# Case Mod - What Do You Think?



## Kornowski (Jul 16, 2007)

Hi,

I've had an idea for a case mod, here it is...






Old PC I know, but it's the case I'm using at the moment...

I want to drill through the rivets int he bottom cage, the one that hold the floppy and the HDD. Would I be able to remove it and how? Also, if I did, would the top cage be Ok, it isn't resting on it is it?

I then plan on buying a convertor to mount my HDD in the top spare CD bay and have a 120mm fan on the front of the case in the gap you can see...

What do you think?

One more thing, I've getting cable sleeving for the PC (see pics in sig) and they only have red, think they'll look Ok?

Thanks!


----------



## wafflez (Jul 16, 2007)

ok, from what i can understand, you just want to put a 120mm fan in the bottom front of your case, no? It should be fine if you shift one or both of those two 'walls' on the bottom to accommodate a 120mm fan..I wouldn't want to just remove them out of fear of the upper segment being too heavy(or maybe i'm underestimating the strength of the metal cage holding your cd bays)..erm, so yea, go ahead and do it.


----------



## ThatGuy16 (Jul 16, 2007)

I thought about doing the same thing on my case, the front fan blows onto my hdd making it all dusty . But my hdd bays screw out...did you say you can by a adapter to put one into a 5.25" drive bay? were?


----------



## Kornowski (Jul 16, 2007)

Yeah, I was going to add one, but I want to get rid of the bottom cage that would have the HDD in, and stick the HDD in the top cage... get what I mean, there'd be loads more room!

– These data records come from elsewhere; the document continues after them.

PR #1820, opened 2023-02-21
Go runtime tests: update RunConfig struct field names

francescolavra:
The `Imagename` field has been renamed to `ImageName`.


rinor:
my bad, missed that in here

PR #1849, opened 2023-05-09
Aarch64: enable CPU cache operation from user program

francescolavra:
Frameworks such as Node.js expect to be able to retrieve CPU cache characteristics such as cache line sizes, and execute cache maintenance operations (e.g. flushing the instruction cache). This change modifies the settings of the SCTLR_EL1 register so that cache access instructions from the user program do not generate exceptions.


wjhun (approved):
LGTM

PR #1852, opened 2023-05-10
ESXi: add support for booting via UEFI

francescolavra:
This change set allows Nanos to run on ESXi instances configured to boot via UEFI instead of BIOS. Tested on ESXi v7.0.
Note: the VGA console does not work on UEFI instances, because the video device, although being VGA-compatible, is not configured in text mode by the UEFI firmware, and the the kernel VGA console driver supports text mode only. The serial console continues to work as before.

Credits go to @sanderssj for the GDT- and ACPI-related changes.


sanderssj (commented):
LGTM

sanderssj (approved):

Also, what about the red cable sleeves, think they'd look Ok with my case?


----------



## Kornowski (Jul 16, 2007)

ThatGuy16, you got any pics of your bays out? Rekon it'd work on my case?

Yeah, you can get them 
http://www.microdirect.co.uk/(2919)Hard-Drive-Bay-Converter3-to-5-come-2x-metal.aspx


----------



## ThatGuy16 (Jul 16, 2007)

Heres a pic of mine...





Cool, maybe i can find those on a us site

Edit: thats without the cage, the hard drive cage is in there now right infront of the fan


----------



## RoBBy (Jul 16, 2007)

Actually i have the same case, but i have not problems with the cooling.


----------



## SubDude199 (Jul 16, 2007)

I just disassembled a crappy dell case with just a drill, poping about 45 rivits, and I was really suprised how it kept fairly strong until the very last rivit poped on each wall.. current I am just using the back end and back wall and it was still very stiff with just those two pieces:
(the expansion slot devices help keep it rigid, but it was solid before installing those)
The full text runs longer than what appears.